What I Learned About Disability and Infanticide from Peter Singer, by Katie Booth

Illustration from A System of Midwifery, Including the Diseases of Pregnancy and the Puerperal State, 1875 by Leishman & Parry, public domain via Wikimedia Commons

In the 1970s, the Australian moral philosopher Peter Singer, perhaps best-known for his book Animal Liberation (1975), began to argue that it is ethical to give parents the option (in consultation with doctors) to euthanise infants with disabilities. He mostly, but not exclusively, discussed severe forms of disabilities such as spina bifida or anencephaly. In Practical Ethics (1979), Singer explains that the value of a life should be based on traits such as rationality, autonomy and self-consciousness. ‘Defective infants lack these characteristics,’ he wrote. ‘Killing them, therefore, cannot be equated with killing normal human beings, or any other self-conscious beings.’

The thought of killing disabled babies is especially dangerous because the concept of disability often functions as a mere cloak, thrown over much uglier hatreds. In ‘Disability and the Justification of Inequality in American History’ (2001), the historian Douglas Baynton points out that African-American enslavement was justified through disability models: there was a supposition that African Americans suffered from a number of medical conditions that were understood to make them unable to care for themselves. Until 1973, homosexuality was a psychological disorder justified in the Diagnostic and Statistical Manual of Mental Disorders; the current edition, the DSM-5, still considers transgender people disabled.

Singer generally frames severe physical disabilities through a medical lens. His ideas chafe against models of the disabled as a minority group. To Singer, severe disability is more a problem to be solved than a difference to be embraced and accommodated.

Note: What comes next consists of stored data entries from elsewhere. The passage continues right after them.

PR #14101, opened 2023-11-28
Fix: Fixed issue where batch files were opened as system32

yaira2:
**Resolved / Related Issues**
- [ ] Were these changes approved in an issue or discussion with the project maintainers? In order to prevent extra work, feature requests and changes to the codebase must be approved before the pull request will be reviewed. This prevents extra work for the contributors and maintainers.
   Closes #12139...

**Validation**
How did you test these changes?
- [ ] Did you build the app and test your changes?
- [ ] Did you check for accessibility? You can use Accessibility Insights for this.
- [ ] Did you remove any strings from the en-us resource file?
   - [ ] Did you search the solution to see if the string is still being used? 
- [ ] Did you implement any design changes to an existing feature?
   - [ ] Was this change approved?
- [ ] Are there any other steps that were used to validate these changes?
   1. Open batch file and confirm it runs with the correct username

**Screenshots (optional)**
Add screenshots here.

Issue #12139, opened 2023-04-21
Bug: Batch files are executed as SYSTEM user


Cromagnon31:
### Description

When double clicking on a batch file or an executable, it's executed as SYSTEM user.

USERNAME=SYSTEM
USERPROFILE=C:\Users\OW

When you open a shell on a directory is is executed as the session user.

USERNAME=OW
USERPROFILE=C:\Users\OW

USERPROFILE is good but not USERNAME !

### Steps To Reproduce
0. log in Windows session as standard user (eg not SYSTEM user) and open Files.

1 Edit a batch files with the 2 lines :
SET
PAUSE
Open(double click) the batch file.
Look at USERNAME variable, it's SYSTEM
or 

2 Open(double click) %windir%\system32\cmd.exe and run set command in the newly opened shell.
Look at USERNAME variable, it's SYSTEM

3. Open a shell and run the batch file or set command
Look at USERNAME it it's the logged user name.

### Requirements

When opening a batch file  or an executable it should run in the user environmement eg environment, variable USERNAME should be equal to the logged user name, not SYSTEM.

### Files Version

2.4.62.0

### Windows Version

Window 11 pro 22H2 22261.1555

### Log file

[debug.log](https://github.com/files-community/Files/files/11296129/debug.log)

Josh65-2201:
Thanks for the report. Can you give the following information.
- Are you running the bat files as admin?

yaira2:
@Cromagnon31 can you confirm if this is the same as #5648?

Cromagnon31:
No, I just click on it.

If I open a shell at the directory place, the user is the session user.

 

Strange isn't it ? 

 

 

De : Josh65-2201 ***@***.*** 
Envoyé : vendredi 21 avril 2023 15:32
À : files-community/Files
Cc : OlivierW; Author
Objet : Re: [files-community/Files] Batch files are executed as SYSTEM user (Issue #12139)

 

Thanks for the report. Can you give the following information.

*	Are you running the bat files as admin?

Cromagnon31:
No. Quite a bit different I guess.

Batch is executed normally (ie not as administrator) from data storage outside Windows directories.  

 

 

De : Yair ***@***.*** 
Envoyé : vendredi 21 avril 2023 15:37
À : files-community/Files
Cc : OlivierW; Mention
Objet : Re: [files-community/Files] Batch files are executed as SYSTEM user (Issue #12139)

 

[...]

PR #17872, opened 2025-11-16
Code Quality: Skip USERNAME env var when launching processes

yair100:
**Resolved / Related Issues**

This is a new approach to solving #12139 and replaces the solution implemented in #14101. This PR adds back the code removed in #14101 and instead skips the USERNAME environment variable when getting the Machine variables.

### DIFF
--- a/src/Files.App/Utils/Shell/LaunchHelper.cs
+++ b/src/Files.App/Utils/Shell/LaunchHelper.cs
@@ -105,7 +105,7 @@ namespace Files.App.Utils.Shell
 						string key = (string)ent.Key;
 
 						// Skip USERNAME to avoid issues where files were executed as SYSTEM user (#12139)
-						if (key == "USERNAME")
+						if (string.Equals(key, "USERNAME", StringComparison.OrdinalIgnoreCase)) 
 							continue;
 
 						process.StartInfo.EnvironmentVariables[key] = (string)ent.Value;


src/Files.App/Utils/Shell/LaunchHelper.cs
```diff
@@ -100,6 +100,17 @@ private static async Task<bool> HandleApplicationLaunch(string application, stri
 					process.StartInfo.Arguments = arguments;
 
 					// Refresh env variables for the child process
+					foreach (DictionaryEntry ent in Environment.GetEnvironmentVariables(EnvironmentVariableTarget.Machine))
+					{
+						string key = (string)ent.Key;
+
+						// Skip USERNAME to avoid issues where files were executed as SYSTEM user (#12139)
+						if (key == "USERNAME")
```
0x5bfa: Use the ordinal case ignoring string comparison.

0x5bfa: `==` differentiates A and a but OrdinalIgnoreCase doesn't.

0x5bfa: just in case

yair100: As far as I know, this variable is always uppercase.

yair100: I pushed a commit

For years, I thought Singer was morally bankrupt. I grew up in a family with hereditary deafness, and though deafness is far from the type of disability that Singer was focusing on (with some arguing that it’s not a disability at all), I still recognised an idea that the disability community has faced for centuries: that people with disabilities are fundamentally less entitled to their rights – even their lives. Singer’s ideas stood in opposition to my core belief that the disabled body is created largely through a lack of accommodation, and that people with disabilities are different perhaps, but not less.

While most of Singer’s other writings seemed so thoughtful, so compassionate, his writings on disabled children seemed to be approaching the slippery slope toward ethnocide – the intentional and systematic destruction of cultures, like the Deaf culture that my own family embraced. I had never been able to shake what he was saying about the disabled – and I wanted to know more: what he thought today; if his ideas had ever shifted; and, mostly, how he could believe so strongly in something that seemed so out of sync with his reverence for life.

This past winter, I reached out to Singer to learn more.

I was nervous to talk with him, even over the blurry, jumpy distance of Skype, but I had no reason to be. Though his ideas felt abrasive, even violent, to me, he took opposition with thoughtful consideration. And as we talked, I began to wonder if I hated his ideas because they poked at sore spots in my worldview, exposing its vulnerabilities.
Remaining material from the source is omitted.